Open rishikksh20 opened 6 months ago
@jasonppy Have you tried to use Vocos for decoding task rather than Encodec decoder, first of all it upsample the samples to 24 kHz and leads to clear crisp and better voice quality.
And another suggestion might improve quality of the Audio is to Replace Encodec fully with DAC similar to Parler-TTS (https://github.com/huggingface/parler-tts/blob/main/parler_tts/dac_wrapper/configuration_dac.py) . It results 44.1 kHz audio with 8 kbps bandwidth
Hi @rishikksh20, I really like your ideas. I strongly believe this model has great potential, but sadly the output audio quality is quite bad being limited to only 16000 Hz. Even using high quality input audios you must accept that output will be extremely dirty. Were you able to do any training or testing regarding what you proposed?

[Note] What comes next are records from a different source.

PR #748, opened 2017-09-08
1816 rtl css switch [Do not merge]

rjmackay:
- Make RTL switching work by using namespaces CSS
- Disable ExtractText Plugin for CSS, means JS is bundled with CSS
- Clean up language switcher code
- Relies on https://github.com/ushahidi/platform-pattern-library/pull/146

Testing checklist:
- [ ]

Fixes ushahidi/platform#1816

Ping @ushahidi/platform

### DIFF
--- a/app/common/services/translation.service.js
+++ b/app/common/services/translation.service.js
@@ -28,7 +28,17 @@ function (
                 Languages.then(function (languages) {
                     let language = languages.find(l => l.code === langKey);
 
-                    $rootScope.rtlEnabled = language.rtl;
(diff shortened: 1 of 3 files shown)


rjmackay:
@Angamanga I'm not really happy with this, because it means the CSS is no longer split into a separate file but I couldn't make webpacks ExtractText plugin work with 2 separate CSS files.
I think I might need to update webpack and then try again, but this works right now

rjmackay:
Looks like this works in dev mode, but fails in a production build. Digging further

If you don't mind, can I ask you if you can share a notebook (if any) with the code you used to perform the finetune that you mentioned? I'd like to try a finetune too.
Thank you very much.
Hi @jasonppy Have you look at the Huggingface's Data Speech, a 10k hour of clean curated TTS data : https://huggingface.co/datasets/parler-tts/mls-eng-10k-tags_tagged_10k_generated . I think training the 830M model on this data will result excellent and robust samples. I am planning to do some multi-lingual training on large datset. I have fined tuned 330M data on 1k hour of multi-lingual data and for good news it worked well and also preserves accent when we used multi-lingual lines to TTS.